Maybe not so harsh after all.


Mediation Can Resolve Disputes Without Risk of Losing Legal Rights To Children

Parents are wiser than ever to enter mediation to resolve legal decision-making issues without going to court. Reaching agreement in mediation completely eliminates the risk of losing equal rights to legal decision-making authority.

In mediation, a neutral mediator helps parents after divorce reach mutually acceptable agreements on any issues in dispute. Parents remain in control over decisions and personalize their terms to meet both of their needs as much as possible. Professional mediators help parents develop creative agreements that both parents feel comfortable agreeing upon.

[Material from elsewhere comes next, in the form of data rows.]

PR #2981, opened 2023-03-28
Derive region for auto-discovered systems

dzahariev:
**Description**
Derive region for auto-discovered systems

- Fix a bug where optional properties that were not supplied, were processed as empty strings. They should be removed from payload.
- 

**Pull Request status**
- [x] Implementation
- [x] Unit tests
- [x] Integration tests


dzahariev:
reset-vm
/test pre-main-compass-integration-no-dump

chart/compass/values.yaml
dragobt, line 1: bump the `e2e_test` PR version as well as you have changes in the e2e tests.

components/director/internal/domain/apptemplate/service.go
```diff
@@ -338,9 +338,61 @@ func (s *service) PrepareApplicationCreateInputJSON(appTemplate *model.Applicati
...
+
+	for _, placeholder := range appTemplate.Placeholders {
+		newValue, err := values.FindPlaceholderValue(placeholder.Name)
+		isOptional := false
+		if placeholder.Optional != nil {
+			isOptional = *placeholder.Optional
+		}
+
+		if err != nil && !isOptional {
+			return "", errors.Wrap(err, "required placeholder not provided")
```
dragobt, line 350: add unit test for this case

components/director/internal/domain/apptemplate/service.go
```diff
@@ -338,9 +338,61 @@ func (s *service) PrepareApplicationCreateInputJSON(appTemplate *model.Applicati
...
+		}
```
dragobt, line 351: I see that this logic is the same as the one from l323 to l332. Can we somehow do the whole thing in one loop? If not so, perhaps consider taking it out in a separate function.

components/director/internal/domain/apptemplate/service.go
```diff
@@ -338,9 +338,61 @@ func (s *service) PrepareApplicationCreateInputJSON(appTemplate *model.Applicati
...
+
+		if strings.TrimSpace(newValue) == "" && isOptional {
+			appCreateInputJSON, err = removeEmptyKeyFromLabels(appCreateInputJSON, placeholder.Name)
+			if err != nil {
+				return "", errors.Wrap(err, "error while clear optional empty value")
```
dragobt, line 356: add unit test for this case as well

components/director/internal/domain/apptemplate/service.go
dzahariev: This statement is never reached, as the same check was done several lines above. 
Will look for a way to remove this redundant check.

components/director/internal/domain/apptemplate/service.go
dzahariev: Not possible to be done on one pass.
The idea of first pass is to process entries and the second pass require the appCreateInputJSON to be already filled and now we just clear the empty labels from it.

dzahariev: Now I clear the output now on each property process. Slower than before, but penalty can be ignored, as data that is processed is usually les than 15 fields.

components/director/internal/domain/apptemplate/service.go
```diff
@@ -337,10 +337,47 @@ func (s *service) PrepareApplicationCreateInputJSON(appTemplate *model.Applicati
...
+		if _, ok := value.(string); ok {
+			// String value
+			if value == "" && key == keyName {
+				if !rootObject {
+					delete(*input, key)
+				}
+			}
+		} else if mapValue, ok := value.(map[string]interface{}); ok {
+			// Object value - process only labels object
+			if key == "labels" {
```
dragobt, line 374: we can take `labels` out as const

dzahariev:
Validated!

dragobt (approved):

Mediation is usually very brief, successful, affordable, and focused on solving problems, rather than fighting. In a post-Nicaise world in Arizona, it may be the only savior for parents who wish to hold on to their legal rights.

We have observed the news sending shockwaves down the spines of parents within our mediation rooms. The mood visibly shifts once parents are made aware. Silence is usually followed by continued conversation in quieter and more measured tones. Will parents dig deeper to find compromise rather than face a guillotine of their parental rights?

We believe, yes.

We encourage family law attorneys, mediators, and Judges to make parents fully aware of the new normal, and inform parents about the lasting consequences of failing to reach agreements regarding their children.